<<<<

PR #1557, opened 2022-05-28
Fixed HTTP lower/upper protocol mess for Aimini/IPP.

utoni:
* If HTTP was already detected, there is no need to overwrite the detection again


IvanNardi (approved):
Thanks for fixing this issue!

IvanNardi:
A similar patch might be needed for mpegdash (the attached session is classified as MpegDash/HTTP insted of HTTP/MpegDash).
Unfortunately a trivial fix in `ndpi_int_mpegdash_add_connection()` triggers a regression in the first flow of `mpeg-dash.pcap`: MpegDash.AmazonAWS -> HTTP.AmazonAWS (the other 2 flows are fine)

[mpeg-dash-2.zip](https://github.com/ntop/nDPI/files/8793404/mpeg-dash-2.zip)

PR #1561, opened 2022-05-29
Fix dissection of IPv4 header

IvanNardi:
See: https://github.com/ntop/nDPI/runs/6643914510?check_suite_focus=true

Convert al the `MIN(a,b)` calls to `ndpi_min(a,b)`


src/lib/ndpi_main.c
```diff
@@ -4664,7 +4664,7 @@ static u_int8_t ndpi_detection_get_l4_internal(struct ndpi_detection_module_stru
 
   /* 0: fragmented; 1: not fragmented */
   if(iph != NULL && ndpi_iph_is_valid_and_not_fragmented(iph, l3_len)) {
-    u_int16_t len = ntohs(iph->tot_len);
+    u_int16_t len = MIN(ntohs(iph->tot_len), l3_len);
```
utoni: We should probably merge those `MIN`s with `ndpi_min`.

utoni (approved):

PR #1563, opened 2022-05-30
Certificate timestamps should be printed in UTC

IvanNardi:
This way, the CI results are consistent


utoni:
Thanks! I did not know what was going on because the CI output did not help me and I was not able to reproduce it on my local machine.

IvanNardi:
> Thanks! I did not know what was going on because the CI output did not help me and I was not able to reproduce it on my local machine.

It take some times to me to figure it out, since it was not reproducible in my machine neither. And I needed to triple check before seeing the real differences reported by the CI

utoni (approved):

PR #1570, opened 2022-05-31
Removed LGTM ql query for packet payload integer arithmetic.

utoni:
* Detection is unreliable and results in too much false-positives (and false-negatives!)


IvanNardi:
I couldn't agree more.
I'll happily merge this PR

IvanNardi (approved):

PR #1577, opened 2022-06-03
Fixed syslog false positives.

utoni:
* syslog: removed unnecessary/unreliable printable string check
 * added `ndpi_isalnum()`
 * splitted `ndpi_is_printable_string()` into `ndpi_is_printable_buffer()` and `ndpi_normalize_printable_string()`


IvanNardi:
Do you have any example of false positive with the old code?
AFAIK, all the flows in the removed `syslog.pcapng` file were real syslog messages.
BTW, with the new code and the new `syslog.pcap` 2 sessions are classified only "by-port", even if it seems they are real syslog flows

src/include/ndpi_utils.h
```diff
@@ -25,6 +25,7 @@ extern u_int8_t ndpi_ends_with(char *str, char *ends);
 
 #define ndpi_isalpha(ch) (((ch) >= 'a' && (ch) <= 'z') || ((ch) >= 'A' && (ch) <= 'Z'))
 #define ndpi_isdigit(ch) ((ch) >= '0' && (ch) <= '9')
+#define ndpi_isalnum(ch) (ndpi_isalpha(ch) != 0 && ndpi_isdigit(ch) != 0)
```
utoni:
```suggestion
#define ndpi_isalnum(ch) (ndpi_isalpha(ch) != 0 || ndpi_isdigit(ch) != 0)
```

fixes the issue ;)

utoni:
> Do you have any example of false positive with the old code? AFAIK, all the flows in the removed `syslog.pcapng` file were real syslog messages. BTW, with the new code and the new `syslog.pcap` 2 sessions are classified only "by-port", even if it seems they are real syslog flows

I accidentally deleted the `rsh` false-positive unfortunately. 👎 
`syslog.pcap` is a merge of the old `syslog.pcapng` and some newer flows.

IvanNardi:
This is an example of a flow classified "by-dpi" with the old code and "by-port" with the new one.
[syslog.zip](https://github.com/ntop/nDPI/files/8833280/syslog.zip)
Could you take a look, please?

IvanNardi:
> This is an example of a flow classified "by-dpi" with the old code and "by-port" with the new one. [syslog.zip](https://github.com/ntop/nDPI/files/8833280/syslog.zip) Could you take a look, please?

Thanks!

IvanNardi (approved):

>>>>

REQUIRED ACTION: Check every line of the data above for the string "ntohs", and copy those that have it.

RESPONSE TO THIS EXERCISE:
-    u_int16_t len = ntohs(iph->tot_len);
+    u_int16_t len = MIN(ntohs(iph->tot_len), l3_len);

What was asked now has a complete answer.